The Making of “Stay in the Pool” – Part 3 of 3

…continued from Part 2 of 3

Last-Minute Breakthrough

At the end of the workday Monday, I had decided to record the vocals one last time before returning the microphone and accessories to the studio. The decision paid off. The hard work I did on the vocals the previous night had left me with good muscle memory for how to sing the parts, and it took no more than 45 minutes to end up with my best vocal take, the one that is on the final recording. I then packed up the microphone accessories to return to the studio across town. When I got there, Dave said, “Great! Where’s the mic?” Turns out, I hadn’t packed the mic in the bag with the accessories, so it would take one more round trip to straighten that out. I was positively exhausted, but glad I’d made good on my commitment to return everything.

In the Mix

The next morning, I exported the tracks from my Mac for Dave to add to the mix of the song. He set about mixing the tracks to a pleasing effect reminiscent of a Phil Spector production – bright, with vocal layers mingling nicely with many layers of instruments and textures. I imagined a splashing sound effect to introduce the tune, and Dave obtained that splash that you hear right at the beginning of the track. It took a few passes back and forth between Dave and myself by e-mail to review and perfect the mix, with my providing minor critiques along the way. The thinking was, this is a hit summer anthem in the making, which will be played on radio for generations of kids, so we need to make it a full realization of its potential – not necessarily every-hair-in-its-place perfect to the point where it’s sterile – but fully realized to the point where I’d have no regrets when listening to the finished track 10 years from now.

And Finally, a Master

When we arrived at the moment where I felt the recording lived up to its full potential, we passed the track along to Scott Anthony at the Viewing Room studio to make the final mix truly ready for radio, through a process called “mastering.” This process helps smooth out some of the little inconsistencies that crop up when several instruments and vocals are in the same mix – little “pop” sounds can be introduced into the mix that are removed in the mastering process. Choices about where the song gets louder or softer are finalized. The tone of the song is adjusted if it needs to be more of a “bright” or “round” tone.  If minor enhancements in the sound effect can bring a sparkle to the finished recording, the mastering engineer can add them. All records released by famous artists go through the mastering process and if you want your music to sound like it belongs on the radio if played before or after a famous artist, you need your recordings mastered too.

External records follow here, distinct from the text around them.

PR #2136, opened 2016-05-02
Mechanism to transform/encode PHP objects to Javascript objects

vogdb:
Are those changes breaking btw?


njam:
I like the approach!
- There are definitely more usages of such data on the frontend I guess?
 - There are probably also more usages on the server where we should encode it like this?
- Maybe it would be useful to *not* use `toArray()` in `encodeJavascript()`, but something new/additional, so that we can define the data that should be available.
 - Then maybe longterm this can replace `toArray()` completely (as we have `toArrayIdOnly()` to serialize/unserialize objects)

@zazabe wdyt?

vogdb:
> - There are definitely more usages of such data on the frontend I guess?
 - There are probably also more usages on the server where we should encode it like this?

Yes to both questions but we should start from small.
> - Maybe it would be useful to *not* use `toArray()` in `encodeJavascript()`, but something new/additional, so that we can define the data that should be available.

please look at the latest commit.

@zazabe please review.

zazabe:
About the code:
- docu for `cm.factory.*`, `encodeJavascript()`, `


In general, I think it could be a bit more generic and transparent if the `data` property is removed, some propositions:
 - server side:  
   - Remove `encodeJavascript` and inject the `__javascript_encodable__` flag when the interface is implemented or use a trait instead, and override the `toArrayIdOnly()` to add the flag directly.     
   - remove the `setObjectProperty`, because `setObject` is already encoding data in JSON
 - client side
   - `cm.factroy.create` should pass the full data object vs `data['data']`
   - use `cm.factory.create` to decode `cm.ajax` response

By this way, any data sent to the client will be encoded (ajax response, ws pushed data) transparently, and I don't think it will break other CM parts... 

About `toJavascript`, I don't see so much the diff with `toArray`, if the `data` property is removed...

But maybe, in the future, we could add a way to decide which fields have to be expose on the fly, depending on the context, something like this:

Here is the result of the mastered recording: 

A Work of Art


Original photo before cropping

Since we were on such a tight schedule to release “Stay in the Pool,” we didn’t have the luxury of requesting a custom-drawn illustration as with our previous three releases. We would have to choose an existing piece of artwork to which we could buy the rights. I began searching for illustrations of kids in the pool. They were mostly reminiscent of Microsoft Office clipart, but I shared the best of the bunch with Amy, who believed we needed to go in another direction. She asked, “How about a dog in the pool?” Brilliant! I set about a search for such an image, and the photos were really striking. I ended up buying a license to use Mike Tan’s wonderful photo of a golden retriever swimming.

We cropped it to the standard square shape for CD covers and added our titles. And the rest, as they say, is history!

Overall, the making of “Stay in the Pool” was a very intense and wonderful experience that brought the family and the band closer together – an all-out effort to bring to life a moment of inspiration in the same summer as the idea “came bubbling to the top!” Now, you can enjoy this summer anthem while the days are still long and hot and the pool still keeps calling out to you and your kids!

What moments of inspiration have you had that required an immediate and all-out effort to fully realize them in a short amount of time? What creative endeavors have brought your family or friends closer together? How do you know when a creative project you feel strongly about is complete to its full potential, whether or not it’s “perfect?”